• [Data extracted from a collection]
===============
PR #13818, opened 2023-05-23
[WIP] SPARKNLP-831: Python Dynamic Setters and Getters

DevinTDHa:
## Description

This WIP PR changes, how parameters of annotators will be set on the Python side. The getter and setter functions are dynamically generated. The generated setter functions call the equivalent on on the Scala side, to automatically enable validations implemented there. These functions can still be implemented manually. They will only be generated if they don't exist.

An example of how the new annotators would look like, can be seen in the [`Tokenizer`](https://github.com/JohnSnowLabs/spark-nlp/blob/3b91e580b3560a42e0872ee8d4edde37207c5d6e/python/sparknlp/annotator/token/tokenizer.py) class. We only need to declare the parameters, and the corresponding getters and setters (with doc string) will be accessible. Only functions with special behavior will still need to be implemented.

TODO:

- [ ] Only Tokenizer implemented so far
- [x] Type checks for provided arguments

### How it works

This is done with the `ParamsGettersSetters` mix-in (which already existed). While it already generated getters and setters which didn't exist in the class, it tried to set parameters directly via Spark. This was modified to call the equivalent one on the Scala side instead:

https://github.com/JohnSnowLabs/spark-nlp/blob/3b91e580b3560a42e0872ee8d4edde37207c5d6e/python/sparknlp/internal/params_getters_setters.py#L145-L164

Py4J automatically converts primitive types, when trying to call a java function. However, when trying to pass a list as a parameter, Py4J would convert to an `ArrayList`. This would clash with the signature on the Scala side, as the functions require an `Array`. A new [`converter.py`](https://github.com/JohnSnowLabs/spark-nlp/blob/3b91e580b3560a42e0872ee8d4edde37207c5d6e/python/sparknlp/internal/converters.py) module implements the necessary conversion for it to work as expected.

Note/TODO: We might want to change the existing class [ExtendedJavaWrapper](https://github.com/JohnSnowLabs/spark-nlp/blob/ccce219e7bb1fd7185bdf77fca319ceb819f8936/python/sparknlp/internal/extended_java_wrapper.py#L22) to incorporate this behavior. I'm not sure if these functionalities are used anywhere at the moment.

### Tradeoffs
As the functions are dynamically generated

- documentation for the getters and setters will not be available anymore. We will have to add documentation for users to "just" assume they exist
- Code hints will not be available in IDEs (But are available in interactive environments such as jupyter or colab, see screenshots)

## Motivation and Context

Some setter functions on the Scala side have validity checks for the input. These would have to be equivalently implemented on the Python side, leading to unnecessary work (and error proneness). This change will eliminate this need and speed up annotator implementation on the Python side as well.

## How Has This Been Tested?

- New tests added for the generator class. 
- New tests to verify Scala side checks are happening for the Tokenizer. 
- All tests are Passing

Doc Strings in interactive Environment:
image

Verification from Scala side:
https://github.com/JohnSnowLabs/spark-nlp/blob/ccce219e7bb1fd7185bdf77fca319ceb819f8936/src/main/scala/com/johnsnowlabs/nlp/annotators/Tokenizer.scala#L288-L292
image

## Types of changes

## Checklist:

### DIFF
--- a/python/sparknlp/annotator/token/tokenizer.py
+++ b/python/sparknlp/annotator/token/tokenizer.py
@@ -13,7 +13,6 @@
 #  limitations under the License.
 """Contains classes for the Tokenizer."""
 
-
 from sparknlp.common import *
 
 
@@ -130,27 +129,27 @@ class Tokenizer(AnnotatorApproach):
 
     contextChars = Param(Params._dummy(),
                          "contextChars",
-                         "character list used to separate from token boundaries",
+                         "The character list used to separate from token boundaries",
                          typeConverter=TypeConverters.toListString)
 
     splitPattern = Param(Params._dummy(),
                          "splitPattern",
-                         "character list used to separate from the inside of tokens",
+                         "The character list used to separate from the inside of tokens",
                          typeConverter=TypeConverters.toString)
 
     splitChars = Param(Params._dummy(),
                        "splitChars",
-                       "character list used to separate from the inside of tokens",
+                       "The character list used to separate from the inside of tokens",
                        typeConverter=TypeConverters.toListString)
 
     minLength = Param(Params._dummy(),
                       "minLength",
-                      "Set the minimum allowed length for each token",
+                      "The minimum allowed length for each token",
                       typeConverter=TypeConverters.toInt)
 
     maxLength = Param(Params._dummy(),
                       "maxLength",
-                      "Set the maximum allowed length for each token",
+                      "The maximum allowed length for each token",
                       typeConverter=TypeConverters.toInt)
 
     @keyword_only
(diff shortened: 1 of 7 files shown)


DevinTDHa:
Hi @maziyarpanahi 

> How does the Scaladoc looks like in this approach

There are no changes necessary on the Scala side, so it stays as it is right now.

> Is this compatible (aligned) with the way Apache Spark deals with parameters between Scala/Python?

The getter still retrieves the saved parameter from Spark as usual. The setter just calls the Scala side setter, so as long as that one conforms to Spark and is correct, so will be the Python one!

DevinTDHa:
Ah, yes the PyDoc will have the getters setters missing, except for the ones that are explicitly defined (unless I can figure out how sphinx can generate it dynamically).

So we need to make sure all the parameters are documented.  I think the parameters themselves can also be generated but I'll need to change some settings.

The Tokenizer currently looks like this:
image

All the functions you see are explicitly implemented (because of some extra functionality)

maziyarpanahi:
Thanks for the explanation. So in the actual Apache Spark like Spark ML, they are explicitly defining everything on both sides like we do right now? https://spark.apache.org/docs/latest/api/python/_modules/pyspark/ml/feature.html#Tokenizer.setInputCol

PR #13846, opened 2023-06-06
2023-06-06-ner_vop_anatomy_emb_clinical_medium_en

jsl-models:


maziyarpanahi:
@mauro-nievoff this cannot be both open-source and licensed at the same time :)
image

PR #2509, opened 2026-06-18
fix: accessors: don't import mudata

### LINKED ISSUE #2511: Circular import between `anndata` and `mudata` when `mudata` is imported first

### Report

This is the reason for the current integration test failures of scirpy (https://github.com/scverse/scirpy/issues/716). 

When anndata is imported before mudata, this bug does not surface: 

- **`import anndata` first** → by the time `acc` imports, `AnnData` already exists, so
  `mudata`'s `from anndata import AnnData` completes, `mudata` finishes initializing, and
  `acc`'s `from mudata import MuData` succeeds. 
- **`import mudata` first** → `mudata` is stuck at line 3 importing `anndata`, which
  imports `acc`, which tries `from mudata import MuData` before `mudata` has defined it. 

Code:

```python
# /// script
# requires-python = ">=3.12"
# dependencies = [
#     # anndata from the main branch (as installed by scverse/integration-testing).
#     # The released PyPI anndata does NOT have the `anndata.acc` subpackage and
#     # therefore does NOT reproduce this bug.
#     "anndata @ git+https://github.com/scverse/anndata",
#     "mudata",
# ]
# ///

# Import mudata FIRST (before anndata). This is what triggers the cycle:
#   mudata/__init__         ->  from anndata import AnnData
#   anndata/__init__        ->  from . import ... acc ...
#   anndata/acc/__init__    ->  from mudata import MuData   # mudata not finished yet -> ImportError
import mudata  # noqa: F401
```

Traceback:

```pytb
    Updated https://github.com/scverse/anndata (b7d260eef64059c02407e85c2930439f7bf7e79e)
      Built anndata @ git+https://github.com/scverse/anndata@b7d260eef64059c02407e85c2930439f7bf7e79e
Installed 26 packages in 17ms
  File "/home/sturm/projects/claude_sandbox/scirpy/anndata-mudata-repro/repro.py", line 32, in <module>
    import mudata  # noqa: F401
    ^^^^^^^^^^^^^
  File "/home/sturm/.cache/uv/environments-v2/repro-37997e8b40de5642/lib/python3.14/site-packages/mudata/__init__.py", line 3, in <module>
    from anndata import AnnData
  File "/home/sturm/.cache/uv/environments-v2/repro-37997e8b40de5642/lib/python3.14/site-packages/anndata/__init__.py", line 25, in <module>
    from . import abc, acc, experimental, io, types, typing  # isort: skip
    ^^^^^^^^^^^^^^^^^^^^^^^^^^^^^^^^^^^^^^^^^^^^^^^^^^^^^^^
  File "/home/sturm/.cache/uv/environments-v2/repro-37997e8b40de5642/lib/python3.14/site-packages/anndata/acc/__init__.py", line 21, in <module>
    from mudata import MuData
ImportError: cannot import name 'MuData' from partially initialized module 'mudata' (most likely due to a circular import) (/home/sturm/.cache/uv/environments-v2/repro-37997e8b40de5642/lib/python3.14/site-packages/mudata/__init__.py)
```

### Versions

anndata main, mudata latest

ilia-kats:
#2498 introduced circular dependencies, such that `import mudata` no longer works, unless one imports `anndata` first. So

```python
import anndata
import mudata
```
works fine, however
```python
import mudata
```
results in 
```python
ImportError: cannot import name 'MuData' from partially initialized module 'mudata' (most likely due to a circular import) (/data/ilia/mudata/src/mudata/__init__.py)
```

The `else` branch in the `if TYPE_CHECKING` block is sufficient to generate correctly linked documentation.

- [ ] Closes #
- [ ] Tests added

- [x] Release note not necessary because: only affects RC

### DIFF
--- a/src/anndata/acc/__init__.py
+++ b/src/anndata/acc/__init__.py
@@ -6,7 +6,6 @@ import abc
 from collections.abc import Hashable
 from dataclasses import KW_ONLY, dataclass, field
 from functools import cached_property
-from importlib.util import find_spec
 from typing import TYPE_CHECKING, ClassVar, cast, overload
 
 import pandas as pd
@@ -17,7 +16,7 @@ from .._core.views import ArrayView
 from .._core.xarray import Dataset2D
 from ..compat import CupySparseMatrix, DaskArray, has_xp
 
-if TYPE_CHECKING or find_spec("mudata"):
+if TYPE_CHECKING:
     from mudata import MuData
 else:
     MuData = type("MuData", (), {"__module__": "mudata"})
--- a/pyproject.toml
+++ b/pyproject.toml
@@ -74,6 +74,7 @@ doc = [
     "sphinx-design",
     "anndata[dask]",
     "pandas>=3",
+    "mudata",
     # for unreleased changes
     { include-group = "dev-doc" },
 ]


src/anndata/acc/__init__.py
```diff
@@ -17,7 +16,7 @@
 from .._core.xarray import Dataset2D
 from ..compat import CupySparseMatrix, DaskArray, has_xp
 
-if TYPE_CHECKING or find_spec("mudata"):
+if TYPE_CHECKING:
     from mudata import MuData
 else:
     MuData = type("MuData", (), {"__module__": "mudata"})
```
flying-sheep, line 22: is that needed?

We could probably do `R = AdRef["Hashable", "MuData | AnnData"]`, right?

ilia-kats: I tried using strings, that doesn't link documentation correctly for subclasses (e.g. `GraphAcc[R: AdRef[Idx2D]](RefAcc[R, Idx2D, "MuData | AnnData"])` doesn't create hyperlinks to `MuData` or `AnnData` in the `Bases` section). But a
```python
class MuData:
    pass
```
here should work, I think.

flying-sheep: That’s what we have right now (except better since `__module__` is also correct)

ilan-gold: So this is essential? And we can merge?

ilan-gold (approved):

src/anndata/acc/__init__.py
ilia-kats: >So this is essential?

As far as I can tell, yes.

Issue #623, opened 2021-09-24
Setting adata.filename = None doesn't load .X to memory


Koncopd:
for a backed adata now `adata.filename=None` makes `adata.X` `None` instead of loading `.X` into memory.

flying-sheep:
That should be easy to fix!

PR #2517, opened 2026-06-27
test(backed): add regression for filename=None after read_h5ad

SID-6921:
## Summary
Adds regression coverage for switching from backed mode to memory mode when loading with 
ead_h5ad(..., backed='r+') and then setting data.filename = None.

## Details
- Adds a new parametrized test covering dense, CSR, and CSC X payloads.
- Verifies that after ilename=None:
  - isbacked is False
  - X is not None
  - data values are preserved

## Validation
- python -m pytest tests/test_backed_hdf5.py -k return_to_memory_mode -q

Refs #623

### DIFF
--- a/tests/test_backed_hdf5.py
+++ b/tests/test_backed_hdf5.py
@@ -319,15 +319,15 @@ def test_return_to_memory_mode(adata: ad.AnnData, backing_h5ad: Path):
 
 
 @pytest.mark.parametrize(
-    ("x", "is_sparse"),
+    "x",
     [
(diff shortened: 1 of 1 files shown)


SID-6921:
I pushed a follow-up commit to satisfy pre-commit linting on the new regression test. Current failing checks are triage gates (Triage: Check PR title, milestone, and labels and Triage: Check if GPU tests are allowed to run), which I can’t resolve from a fork. Could a maintainer please help set the required labels/milestone and triage permissions? Thanks!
===============
• [Required work] A complete answer gives every line of the records holding "toListString".

• [Exercise response]
                          typeConverter=TypeConverters.toListString)
                        typeConverter=TypeConverters.toListString)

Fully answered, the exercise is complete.